[Start of Attachment]

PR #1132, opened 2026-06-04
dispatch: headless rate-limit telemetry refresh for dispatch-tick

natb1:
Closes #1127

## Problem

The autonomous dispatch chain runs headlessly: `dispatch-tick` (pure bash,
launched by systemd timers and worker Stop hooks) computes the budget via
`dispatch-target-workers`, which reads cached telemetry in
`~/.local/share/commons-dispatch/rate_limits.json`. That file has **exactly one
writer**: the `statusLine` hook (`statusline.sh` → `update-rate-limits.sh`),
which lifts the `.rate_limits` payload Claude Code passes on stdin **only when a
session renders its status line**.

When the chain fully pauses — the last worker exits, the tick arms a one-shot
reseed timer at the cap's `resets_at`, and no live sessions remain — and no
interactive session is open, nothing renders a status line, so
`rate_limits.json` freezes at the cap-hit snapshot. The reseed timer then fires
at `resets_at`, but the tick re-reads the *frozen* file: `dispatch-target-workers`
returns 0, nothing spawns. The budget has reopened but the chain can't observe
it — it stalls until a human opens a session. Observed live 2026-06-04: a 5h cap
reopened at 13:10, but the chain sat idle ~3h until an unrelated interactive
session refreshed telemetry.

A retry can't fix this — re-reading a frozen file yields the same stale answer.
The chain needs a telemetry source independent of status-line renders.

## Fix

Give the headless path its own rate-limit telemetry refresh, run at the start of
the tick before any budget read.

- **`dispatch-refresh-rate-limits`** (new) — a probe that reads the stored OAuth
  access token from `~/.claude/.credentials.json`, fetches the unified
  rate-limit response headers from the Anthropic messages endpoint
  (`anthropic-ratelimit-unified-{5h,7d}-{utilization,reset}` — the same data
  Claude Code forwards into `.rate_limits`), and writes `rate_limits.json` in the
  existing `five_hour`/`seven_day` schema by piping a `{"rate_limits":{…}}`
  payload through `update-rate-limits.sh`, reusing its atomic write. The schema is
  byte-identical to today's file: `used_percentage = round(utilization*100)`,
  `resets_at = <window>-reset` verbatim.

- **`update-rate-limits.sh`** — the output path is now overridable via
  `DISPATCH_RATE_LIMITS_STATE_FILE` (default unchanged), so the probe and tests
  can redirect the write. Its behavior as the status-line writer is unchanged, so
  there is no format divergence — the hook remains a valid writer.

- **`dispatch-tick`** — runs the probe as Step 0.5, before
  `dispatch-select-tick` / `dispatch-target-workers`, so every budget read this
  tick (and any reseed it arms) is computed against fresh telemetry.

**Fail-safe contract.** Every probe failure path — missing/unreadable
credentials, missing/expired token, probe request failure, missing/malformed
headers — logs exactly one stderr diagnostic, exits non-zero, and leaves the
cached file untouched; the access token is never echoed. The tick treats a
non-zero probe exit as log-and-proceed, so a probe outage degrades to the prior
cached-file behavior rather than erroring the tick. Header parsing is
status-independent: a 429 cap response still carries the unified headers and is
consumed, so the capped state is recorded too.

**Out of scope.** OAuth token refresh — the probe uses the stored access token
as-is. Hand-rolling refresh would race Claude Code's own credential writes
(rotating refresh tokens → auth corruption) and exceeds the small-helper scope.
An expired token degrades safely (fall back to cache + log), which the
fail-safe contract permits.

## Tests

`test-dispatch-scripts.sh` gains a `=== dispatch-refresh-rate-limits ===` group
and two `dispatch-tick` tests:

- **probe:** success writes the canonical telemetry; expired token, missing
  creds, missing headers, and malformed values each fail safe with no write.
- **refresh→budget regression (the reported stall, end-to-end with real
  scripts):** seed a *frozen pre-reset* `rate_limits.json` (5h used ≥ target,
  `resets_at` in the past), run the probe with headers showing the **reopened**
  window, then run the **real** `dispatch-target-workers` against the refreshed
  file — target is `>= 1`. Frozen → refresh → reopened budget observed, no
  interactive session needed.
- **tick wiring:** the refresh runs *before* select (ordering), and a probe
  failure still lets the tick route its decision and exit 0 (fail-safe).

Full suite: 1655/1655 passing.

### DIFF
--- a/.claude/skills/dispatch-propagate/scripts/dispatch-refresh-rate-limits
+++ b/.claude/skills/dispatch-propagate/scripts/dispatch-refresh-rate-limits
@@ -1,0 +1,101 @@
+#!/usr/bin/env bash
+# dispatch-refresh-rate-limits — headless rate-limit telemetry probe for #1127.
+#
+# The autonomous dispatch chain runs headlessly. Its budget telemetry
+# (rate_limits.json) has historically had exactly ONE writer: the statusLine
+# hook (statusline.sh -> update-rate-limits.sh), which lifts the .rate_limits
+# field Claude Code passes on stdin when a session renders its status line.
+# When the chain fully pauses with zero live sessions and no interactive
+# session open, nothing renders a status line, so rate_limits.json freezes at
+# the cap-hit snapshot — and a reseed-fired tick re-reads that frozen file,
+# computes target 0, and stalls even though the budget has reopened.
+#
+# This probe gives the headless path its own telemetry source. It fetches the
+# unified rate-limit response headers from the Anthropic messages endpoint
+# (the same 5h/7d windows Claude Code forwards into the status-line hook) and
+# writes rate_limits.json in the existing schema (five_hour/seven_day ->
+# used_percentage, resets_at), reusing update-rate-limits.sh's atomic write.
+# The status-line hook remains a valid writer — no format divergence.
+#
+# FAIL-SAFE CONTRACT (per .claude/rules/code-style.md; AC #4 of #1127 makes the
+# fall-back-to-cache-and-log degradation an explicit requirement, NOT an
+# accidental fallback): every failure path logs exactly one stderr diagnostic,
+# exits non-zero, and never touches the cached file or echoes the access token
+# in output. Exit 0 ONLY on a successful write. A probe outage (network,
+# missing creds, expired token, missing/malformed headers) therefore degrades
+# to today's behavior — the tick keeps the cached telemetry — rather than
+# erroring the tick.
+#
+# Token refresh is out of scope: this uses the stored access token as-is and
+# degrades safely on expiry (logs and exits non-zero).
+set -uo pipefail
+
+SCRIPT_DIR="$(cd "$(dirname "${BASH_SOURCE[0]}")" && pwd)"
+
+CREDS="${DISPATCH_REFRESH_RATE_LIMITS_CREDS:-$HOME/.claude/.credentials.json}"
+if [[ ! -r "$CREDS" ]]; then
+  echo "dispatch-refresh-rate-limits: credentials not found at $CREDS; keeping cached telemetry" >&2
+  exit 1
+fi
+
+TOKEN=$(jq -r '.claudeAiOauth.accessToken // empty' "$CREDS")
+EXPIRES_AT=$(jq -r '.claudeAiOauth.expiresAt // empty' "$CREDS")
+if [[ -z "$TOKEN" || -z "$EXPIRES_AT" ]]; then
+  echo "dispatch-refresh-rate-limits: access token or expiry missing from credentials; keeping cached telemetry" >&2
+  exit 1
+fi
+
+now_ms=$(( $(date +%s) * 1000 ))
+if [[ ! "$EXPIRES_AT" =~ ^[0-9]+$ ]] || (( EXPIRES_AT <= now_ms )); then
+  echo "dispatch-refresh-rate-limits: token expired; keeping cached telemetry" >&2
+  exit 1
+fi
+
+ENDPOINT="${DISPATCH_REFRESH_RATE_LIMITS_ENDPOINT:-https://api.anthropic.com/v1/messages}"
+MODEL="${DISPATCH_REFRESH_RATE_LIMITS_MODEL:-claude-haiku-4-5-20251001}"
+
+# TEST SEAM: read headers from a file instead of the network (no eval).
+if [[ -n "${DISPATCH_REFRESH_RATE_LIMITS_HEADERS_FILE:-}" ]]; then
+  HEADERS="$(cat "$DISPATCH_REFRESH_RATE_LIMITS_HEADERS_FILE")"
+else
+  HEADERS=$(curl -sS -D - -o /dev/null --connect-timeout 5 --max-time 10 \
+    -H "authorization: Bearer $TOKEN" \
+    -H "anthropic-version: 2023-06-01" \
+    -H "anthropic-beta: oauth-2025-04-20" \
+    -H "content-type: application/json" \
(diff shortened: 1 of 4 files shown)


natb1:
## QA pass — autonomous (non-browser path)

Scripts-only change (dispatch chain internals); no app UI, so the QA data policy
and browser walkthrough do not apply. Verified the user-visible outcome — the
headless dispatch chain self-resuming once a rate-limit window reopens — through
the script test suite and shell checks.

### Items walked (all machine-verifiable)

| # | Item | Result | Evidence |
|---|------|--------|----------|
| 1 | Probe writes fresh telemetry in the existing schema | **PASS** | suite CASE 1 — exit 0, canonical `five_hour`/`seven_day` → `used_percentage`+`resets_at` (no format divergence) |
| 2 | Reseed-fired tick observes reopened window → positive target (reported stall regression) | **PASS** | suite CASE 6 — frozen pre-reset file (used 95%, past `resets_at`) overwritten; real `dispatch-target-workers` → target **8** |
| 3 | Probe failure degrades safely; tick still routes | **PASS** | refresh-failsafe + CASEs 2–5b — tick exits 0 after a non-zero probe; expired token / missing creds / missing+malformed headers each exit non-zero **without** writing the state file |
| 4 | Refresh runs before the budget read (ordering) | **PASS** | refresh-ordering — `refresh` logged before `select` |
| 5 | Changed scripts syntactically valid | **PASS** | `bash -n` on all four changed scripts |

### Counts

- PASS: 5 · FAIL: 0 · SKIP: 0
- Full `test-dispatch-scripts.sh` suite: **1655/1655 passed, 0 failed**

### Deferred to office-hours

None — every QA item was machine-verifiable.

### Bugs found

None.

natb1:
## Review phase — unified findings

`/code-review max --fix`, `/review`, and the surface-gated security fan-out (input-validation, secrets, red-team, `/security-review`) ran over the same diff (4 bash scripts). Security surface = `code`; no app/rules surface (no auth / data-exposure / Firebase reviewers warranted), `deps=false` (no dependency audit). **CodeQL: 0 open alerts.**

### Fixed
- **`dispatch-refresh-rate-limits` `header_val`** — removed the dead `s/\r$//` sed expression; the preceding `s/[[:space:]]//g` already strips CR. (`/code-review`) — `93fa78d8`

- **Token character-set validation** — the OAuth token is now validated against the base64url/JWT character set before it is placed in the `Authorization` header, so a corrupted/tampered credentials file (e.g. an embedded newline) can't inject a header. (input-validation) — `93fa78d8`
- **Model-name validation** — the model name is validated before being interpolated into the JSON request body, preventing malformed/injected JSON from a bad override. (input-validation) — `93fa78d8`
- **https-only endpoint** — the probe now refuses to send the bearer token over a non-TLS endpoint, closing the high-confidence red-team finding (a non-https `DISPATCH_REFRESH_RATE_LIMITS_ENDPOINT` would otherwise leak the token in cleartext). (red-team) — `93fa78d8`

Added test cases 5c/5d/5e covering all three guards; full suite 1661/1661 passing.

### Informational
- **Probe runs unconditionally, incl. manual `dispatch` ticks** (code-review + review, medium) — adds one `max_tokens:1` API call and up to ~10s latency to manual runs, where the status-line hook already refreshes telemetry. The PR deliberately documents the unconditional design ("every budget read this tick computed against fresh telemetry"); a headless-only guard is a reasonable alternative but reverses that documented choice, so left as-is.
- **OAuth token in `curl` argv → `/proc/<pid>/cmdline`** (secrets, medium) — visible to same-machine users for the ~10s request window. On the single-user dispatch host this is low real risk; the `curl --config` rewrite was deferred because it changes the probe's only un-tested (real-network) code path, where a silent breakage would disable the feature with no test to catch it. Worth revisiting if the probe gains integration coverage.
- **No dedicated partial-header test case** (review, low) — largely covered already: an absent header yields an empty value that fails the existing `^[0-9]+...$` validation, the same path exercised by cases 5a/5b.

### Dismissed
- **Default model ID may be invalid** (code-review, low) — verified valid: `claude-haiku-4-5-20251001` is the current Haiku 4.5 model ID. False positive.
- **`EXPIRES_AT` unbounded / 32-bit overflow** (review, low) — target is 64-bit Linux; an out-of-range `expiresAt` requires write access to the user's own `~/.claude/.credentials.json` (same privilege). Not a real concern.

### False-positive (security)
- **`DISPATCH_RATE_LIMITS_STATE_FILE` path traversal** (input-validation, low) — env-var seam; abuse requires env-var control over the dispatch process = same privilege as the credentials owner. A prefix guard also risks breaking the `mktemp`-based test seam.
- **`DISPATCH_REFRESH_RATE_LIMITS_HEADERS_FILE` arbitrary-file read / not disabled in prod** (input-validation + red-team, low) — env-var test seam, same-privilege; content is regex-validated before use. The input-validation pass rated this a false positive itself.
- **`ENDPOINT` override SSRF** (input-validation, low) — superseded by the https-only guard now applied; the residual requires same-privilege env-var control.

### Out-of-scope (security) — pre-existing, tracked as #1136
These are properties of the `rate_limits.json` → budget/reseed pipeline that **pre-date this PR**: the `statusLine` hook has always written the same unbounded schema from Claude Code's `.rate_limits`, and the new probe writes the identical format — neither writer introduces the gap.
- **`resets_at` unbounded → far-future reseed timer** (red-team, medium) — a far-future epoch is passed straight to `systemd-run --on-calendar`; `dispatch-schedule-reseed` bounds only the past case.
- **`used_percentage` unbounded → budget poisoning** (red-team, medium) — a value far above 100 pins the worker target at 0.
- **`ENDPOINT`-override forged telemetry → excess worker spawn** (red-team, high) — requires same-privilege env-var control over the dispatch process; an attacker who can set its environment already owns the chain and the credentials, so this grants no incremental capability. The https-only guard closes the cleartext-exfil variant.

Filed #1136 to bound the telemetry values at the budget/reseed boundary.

[End of Attachment]

> [Goal of the exercise]
Lines to set down from above: the line with "## QA pass — autonomous (non-browser path)", the line with "### Items walked (all machine-verifiable)", and every line between, each exactly as written.

> [Reply to the task]
## QA pass — autonomous (non-browser path)

Scripts-only change (dispatch chain internals); no app UI, so the QA data policy
and browser walkthrough do not apply. Verified the user-visible outcome — the
headless dispatch chain self-resuming once a rate-limit window reopens — through
the script test suite and shell checks.

### Items walked (all machine-verifiable)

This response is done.